Wal-Marts diversification into new retail formats during the 1980s did more than enhance the
firms growth in the fundamental areas of retail square footage and net sales volume.
Diversification also gave the company the opportunity to take risks and experiment in additional
ways; by entering the retail good business, by expanding into large urban markets, and by
enlarging its geographic territory (Sandra S. Vance, Roy V, Scott, p113-p135)

CONCLUSION:

Wal-Mart has several competitive strengths that must be turned into sustainable competitive
advantages and weaknesses and threats that must be addressed to maintain its strong foothold in
the retail industry. A major threat is the discrimination lawsuit the company is facing. Wal-Mart
should conduct its own internal investigation of the claim and immediately rectify any
wrongdoings it will find. Pressures from labor unions should also be addressed by properly
compensating its employees. Although Wal-Mart has been persistent in its pursuit of driving cost
down, it should not sacrifice its human resources. Offering competitive salary down to its lowest
skilled workers would create more employee loyalty and increase employee productivity and
morale, thereby reducing turnover rates. Since Wal-Mart has been successful in executing its
low-cost strategy, careful guarding must be implemented as other retailers attempt to imitate
Wal-Marts supply chain streamlining. In conjunction with this, Wal-Marts first mover
technology advantages should be applied in other areas of its value chain. One avenue is using
technology in the continuous training, performance evaluation, and tying rewards and incentives
to above average performance of associates. Doing so would make this Herculean task more
doable as information systems can be automated and are more objective in labor monitoring.

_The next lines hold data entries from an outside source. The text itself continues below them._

PR #415, opened 2020-12-07
Fix duplicate task name on "Short task syntax" example

felladrin:
To make it a valid YAML file and avoid the error:

```
yaml: unmarshal errors:
  line 6: mapping key "build" already defined at line 4
```

Also, mention `desc:` key in that section, as it's an important keyword.


andreynering:
Hi @felladrin,

Sweet, thanks for contributing!

PR #416, opened 2020-12-09
chore: include taskfile vars in task scope

zlesnr:
Without this change, the variables present on a Taskfile are not available from
within the Task.  This means that in the case of a "Live" variable, the task
template is unable to access these objects as expected.

Here we merge the Taskfile vars into the vars for the given Task, allowing the
Live variables to be accessed from within the Task template scope.

### DIFF
--- a/variables.go
+++ b/variables.go
@@ -23,6 +23,8 @@ func (e *Executor) CompiledTask(call taskfile.Call) (*taskfile.Task, error) {
 		return nil, err
 	}
 
+	vars.Merge(e.Taskfile.Vars)
+
 	v, err := e.Taskfile.ParsedVersion()
 	if err != nil {
 		return nil, err


zlesnr:
Related to #121

zlesnr:
It seems. that this is breaking the tests.  I've also tried the merge the other direction, starting with the `Taskfile` vars and then merging in the specific `Task` vars, which also fails the tests.  Is there another way to approach this?  I was digging around in the code to see how I could get access to the `Taskfile` `Vars` from within the task itself, but it looks like only the environment variable are cared for.  Guidance here would be appreciated.

andreynering:
Hi @zlesnr,

It's not clear to me what exactly you're trying to fix here. Do you mind sharing an example Taskfile showing the issue?

andreynering:
Closing for lack of feedback (and I still did not understand the intention, as mentioned before).

Feel free to comment if you still think there is something to be fixed here.

Issue #373, opened 2020-09-05
Watch: Add optional integration with Watchman?


andreynering:
[Originally suggested by someone else on Reddit](https://www.reddit.com/r/golang/comments/ib4px3/task_v300_is_released/g1wulhv/)

tylermmorton:
On this front I found https://github.com/sjansen/watchman -- seems like a Go client that does exactly what was mentioned in the Reddit post. It seems largely WIP and 3 years stale but according to [`status.md`](https://github.com/sjansen/watchman/blob/master/docs/status.md) it at least has `watch_list` and `watch_project` implemented. 

Could we fork this project and and continue development of the API's we need for under `go-task/watchman`?

trulede:
As far as I can tell, watchman is an abandoned project.

PR #423, opened 2021-01-04
Make watch behavior work better

### LINKED ISSUE #368: Task Watch is unreliable and other helpers
```Task version: 3.0.0```
```OS: Linux host 5.4.0-42-generic #46-Ubuntu SMP Fri Jul 10 00:24:02 UTC 2020 x86_64 x86_64 x86_64 GNU/Linux```

First off it would be good if there was a way to force the `cmds` part of a watched task to always fire the first time.  I've been able to work around this with my `always` task as a dependency hack.

Second, I found that the task watcher to be unreliable as it will simply stop working at some point.  I've been able to work around this by using the [reflex](https://github.com/cespare/reflex) tool.  So now I can run my dev environment with `task dev:watch` and `task -w dev`.  Since I have both styles available to me I'll continue experimenting to see if I can isolate the bug.

```yaml
version: '3'

vars:
  CMD_NAME: garage
  JS_SRC: web/raw/typescript
  JS_DST: build/web/javascript
  JS_ENTRIES:
    index
    signin

  dev:watch:
    cmds:
      - reflex --decoration=none --regex='(\.[a-z]+)$' --start-service task dev
    silent: true

  dev:
    deps: [always, build:script]
    cmds:
      - go run {{.CMD_NAME}}.go
    sources:
      - "**/*.go"
      - web/static/**
      - web/templates/**
    method: checksum

  build:script:
    deps: [build:prepare]
    cmds:
      - |
        for ENTRY in {{.JS_ENTRIES}}
        do
          deno bundle "{{.JS_SRC}}/${ENTRY}.ts" "{{.JS_DST}}/${ENTRY}.bundle.js"
        done
    sources:
      - web/raw/typescript/**/*
    method: checksum

  build:prepare:
    cmds:
      - install --directory build
      - install --directory build/web/{css,javascript}
    status:
      - test -d build
      - test -d build/web/css
      - test -d build/web/javascript
    silent: true

  always:
    cmds:
      - echo "Always run" >/dev/null
    status: [ 1 = 0 ]
    silent: true
```

jwendel:
Watch wasn't working well for me. I started digging into it some and noticed that the `watcher` cli tool itself never had problems picking up changes for me.  Digging into how `task` is using watcher, I found a few things.

Top-level change explanation

1) My linter complained about the `return err` on line 44 was returning without cancel() being called.  I added this.
2) registerWatchedFiles was removing and adding files over and over to watcher.  Details below

Details on fix:

* While debugging, I added some print statements, and saw that this code kept removing and adding files to Watcher.  I didn't track down into Watcher itself, but this loop (going every second) in Taskfile seems to be the cause of making watch behavior not work well.
* Looking at the code it's unclear to me why `w.Remove(f)` is even being called.  Removed this for loop.
* On old line 149, the `if _, ok := oldWatchedFiles[f]; ok {` was 100% miss rate (at least on Windows).  Watcher uses absolute paths, and task always operates on relative paths.
* I changed that block to use `filepath.Abs(f)` to get the full path (which is the exact same code watcher uses).  I'm not a fan of binding task and watcher together like this, but it is better than what it's doing today.
* Now it will log each time a new file is being watched.  Verbose out will help debug cases if this code brakes, as the logs would be flooded.

This likely will help fix #368 (though that was reported on linux, and I tested on windows)

Potential other change:  I don't know if `registerWatchedFiles` being called every second is good for performance (especially on large projects).  I'd recommend reducing this (maybe 10 seconds?  Maybe longer?)

### DIFF
--- a/watch.go
+++ b/watch.go
@@ -81,12 +81,12 @@ func (e *Executor) watchTasks(calls ...taskfile.Call) error {
 	}()
 
 	go func() {
-		// re-register each second because we can have new files
+		// re-register every 20 seconds because we can have new files, but this process is expensive to run
 		for {
 			if err := e.registerWatchedFiles(w, calls...); err != nil {
 				e.Logger.Errf(logger.Red, "%v", err)
 			}
-			time.Sleep(time.Second)
+			time.Sleep(time.Second * 20)
 		}
 	}()
 
--- a/watch.go
+++ b/watch.go
@@ -4,6 +4,7 @@ import (
 	"context"
 	"os"
 	"os/signal"
+	"path/filepath"
 	"strings"
 	"syscall"
 	"time"
@@ -41,6 +42,7 @@ func (e *Executor) watchTasks(calls ...taskfile.Call) error {
 	defer w.Close()
 	w.SetMaxEvents(1)
 	if err := w.Ignore(watchIgnoredDirs...); err != nil {
+		cancel()
 		return err
 	}
 
@@ -114,12 +116,6 @@ func (e *Executor) registerWatchedFiles(w *watcher.Watcher, calls ...taskfile.Ca
 		oldWatchedFiles[f] = struct{}{}
 	}
 
-	for f := range oldWatchedFiles {
-		if err := w.Remove(f); err != nil {
-			return err
-		}
-	}
-
 	var registerTaskFiles func(taskfile.Call) error
 	registerTaskFiles = func(c taskfile.Call) error {
 		task, err := e.CompiledTask(c)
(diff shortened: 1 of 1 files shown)


jwendel:
Updated times between `registerWatchedFiles` calls.  Looking into it, filepath.Abs ends up having to do a syscall for every file passed to it.  This is far from free to call every second.

andreynering:
Hi @jwendel,

Thanks a lot for your contribution, it's really valuable! ❤️ 

The watch feature indeed needed some love. Your changes makes total sense, and I did some further tests and improvements at d830178ef810712e51f6254c76ffee55f4a5c685.

20 seconds sounded like too much for me, so I reduced it to 5 seconds. I also improved the lib cadence from 1 second to 5 seconds to make it more stable (this will reduce doubled notifications).

Hopefully some day we'll be able to do #373.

Wal-Mart should project a more community friendly, environmentally concerned, and
outstanding employer image. A portion of profits should be returned to the community by
sponsoring charity events, scholarships, community clean-up, and the like to remedy the fierce
resistance of local residents and replace it with a welcoming attitude. This should allow WalMart to gain easy entry in other smaller towns and even in major metropolitan areas. On a global
scale, Wal-Mart should use strategic alliances, joint ventures, and/or acquisitions of foreign
companies as the primary vehicle for entering foreign markets. Under Wal-Marts multi-country
strategy, it should transfer its competencies and capabilities country to country and then
gradually build profit sanctuaries in several countries as it continues its global expansion.
Sam Walton is an exceptional entrepreneur and his business principles have proven their potency
and effectiveness in Wal-Marts decades of operations. Thus, management should consistently
and conscientiously stick with his guiding principles in strategy execution.